If integrating vegetation into the built environment is intended to be more than just aesthetically pleasing, stormwater management would be a necessity. To handle this, building designs could mimic natural topography with intermittent, cascading streams designed into buildings. This would be an excellent way to direct water within the built environment, while also retaining the functionality of natural systems of water catchment. Alongside this, waterways throughout the urban environment could be restored, and serve as receivers for stormwater runoff.
Incorporating ecosystem functionality into buildings is only one way that we could make our cities greener. Building for density makes services such as wastewater treatment, recycling, and composting easier. A high-rise is far more efficient per unit than a rural house.
Additionally, buildings that incorporate passive design elements use less energy than buildings that strictly use active design for heating and cooling. New buildings could implement these strategies, while older buildings could be retrofitted to improve insulation and energy efficiency.
At the city scale, making cities more walkable and providing public transit options can reduce emissions from vehicular traffic. To deeply cut emissions, it would seem necessary to eliminate vehicular traffic entirely from urban centers. This would come with the exception of a handful of emergency service vehicles alongside buses and streetcars.
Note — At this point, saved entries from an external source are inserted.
Issue #4730, opened 2022-02-15
Fetching tools for a particular Nextflow workflow throwing 500


coverbeck:
**Describe the bug**
Fetching a particular workflow's tools throws a 500.

**To Reproduce**

```curl -H "Authorization: bearer token" localhost:8080/workflows/17371/tools/109203```

See 500

**Expected behavior**
It shouldn't throw a 500.

**Screenshots**
![Screen Shot 2022-02-15 at 1 56 23 PM](https://user-images.githubusercontent.com/1049340/154156655-f1045261-35eb-487f-b0a5-06d45de1d5dd.png)

**Additional context**
See #3928, which had a related fix.

In screenshot of debugger, notice how `mainDescriptor` is an empty string, which presumably causes `processList` to be null. The fix for #3928 was to add a null check for  `mainDescriptor`, maybe the fix is to also check if it's not blank?

[Webservice](https://github.com/dockstore/dockstore/commits/46e528f) - 46e528f

[UI](https://github.com/dockstore/dockstore-ui2/commits/f4399850) - 2.8.4-134-gf4399850

┆Issue is synchronized with this [Jira Story](https://ucsc-cgl.atlassian.net/browse/DOCK-2066)
┆fixVersions: Dockstore 1.12.x
┆friendlyId: DOCK-2066
┆sprint: 87 Octocat
┆taskType: Story

coverbeck:
Verified Kathy’s example works in staging (the example from the description is already fixed in prod). Couldn’t do it exactly, because that data was not in our staging environment, but I forked the repo for the problematic workflow in prod, registered it in staging, and I'm not getting the error.

[Webservice](https://github.com/dockstore/dockstore/releases/tag/1.12.2) - 1.12.2

[UI](https://github.com/dockstore/dockstore-ui2/releases/tag/2.9.2) - 2.9.2

[Compose Setup](https://github.com/dockstore/compose_setup/releases/tag/1.12.2) - 1.12.2

[Deploy](https://github.com/dockstore/dockstore-deploy/releases/tag/1.12.6) - 1.12.6

galaxyParsingLambdaVersion: 0.0.7

PR #4925, opened 2022-05-28
DOCK-2066: fix nextflow 500s

svonworl:
**Description**
This PR fixes some 500s in the nextflow parsing code.  Kathy took care of lots of the previous 500s (yay!), but I sensed there were a few more lurking, so I tried to be proactive and fix them.

The final step of this PR was to remove some `ifs` that were rendered unnecessary.  This changed the indent level of a lot of code.  To see the changes prior to this step, view https://github.com/dockstore/dockstore/commit/95be530d369319bdca7682637ec8afeab55318b0

Changes in this PR:
1. Check the result of `getGroovySourceASTList` for null, which is returned not only when `mainDescriptor` is empty, but potentially in other cases, too.
2. Fix potential NPEs from `getInputChannelNameForEXPR`.
3. Simplify code in `getProcessValue` to match change number 2.
4. Modify `getGroovySourceASTList` so it handles the null `mainDescriptor` case, ensuring that any other future uses will do the right thing.

Note: I was not able to reproduce the bug with Charles' query, but I could with Kathy's.

**Issue**
https://ucsc-cgl.atlassian.net/browse/DOCK-2066
#4730

### DIFF
--- a/dockstore-webservice/src/main/java/io/dockstore/webservice/languages/NextflowHandler.java
+++ b/dockstore-webservice/src/main/java/io/dockstore/webservice/languages/NextflowHandler.java
@@ -537,83 +537,79 @@ public class NextflowHandler extends AbstractLanguageHandler implements Language
     private Map<String, List<String>> getCallsToDependencies(String mainDescriptor) {
         //TODO: create proper dependency arrays, for now just list processes sequentially
         Map<String, List<String>> map = new HashMap<>();
-        if (mainDescriptor != null) {
-            try {
-                List<GroovySourceAST> processList = getGroovySourceASTList(mainDescriptor, "process");
-                if (processList == null) {
-                    return map;
-                }
-                Map<String, List<String>> processNameToInputChannels = new HashMap<>();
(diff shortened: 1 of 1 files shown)


kathy-t (approved):

denis-yuen (approved):

svonworl:
> At least one of the `Remove this expression which always evaluates to "true"` seems valid (i.e. can be simplified away), but not a big deal

My take is that Sonarcloud doesn't understand the `catch (NullPointerException)` idiom and assumes that the unchecked `exprAST.getFirstChild()` implies that `exprAST` will always be not null, thus triggering the `always evaluates to "true"` warnings.
https://github.com/dockstore/dockstore/blob/55312f892e14f9a451ae9a4ddcaefe170e5e91fa/dockstore-webservice/src/main/java/io/dockstore/webservice/languages/NextflowHandler.java#L285

In any case, the code that SonarCloud objects to seems to work, doesn't look bad, and wasn't changed by this PR, so it's probably ok to leave it as is (in this case).

coverbeck (approved):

A network of electrified light rail, streetcars, and buses could be used to solve the transportation problems that remain.
The space that would be freed up from the expulsion of vehicles from urban-centers could turn streets into walkable gardens and forests full of native and edible plants. Streams that were once paved over could be “daylighted” and allow for at least partial restoration of their ecosystem services. Cities would become quieter and healthier due to improved air quality. Streets would become safer, and businesses would attract greater foot traffic.
Ultimately, far from an austere life devoid of modern comforts, a “green” future can be as rich as one is willing to imagine, just not necessarily in a strictly material sense.
Over long enough timescales, cities will have to adapt to higher and lower sea levels. Glaciers will advance and recede. Landscapes change across centuries to millennia and as landscapes change, cities must adapt with them.
Each city could have a special council that reflects on questions of sustainability over centuries. Our myths and our stories ought to reflect such long-term thinking as well.
It seems inevitable that humanity will go to colonize the planets, moons, and stars. The question I ask you now is, “what would you like for us to take with us?”
For me? I would love to see humanity take baskets of earth with us, wherever we go. And for us to realize that civilization does not have to end for nature to go on, or nature to end for civilization to go on.
We are a young species, and the great project of human civilization has only just begun. We now have the tools to write our own story, so let’s have some fun.
This brings to a conclusion the series I have worked on over the past year. I have greatly enjoyed sharing my thoughts with you, and hope that you got as much from it as I have. Perhaps, together, we can steer this careening ship called civilization into a softer landing and preserve all that is important, without letting go of our humanity.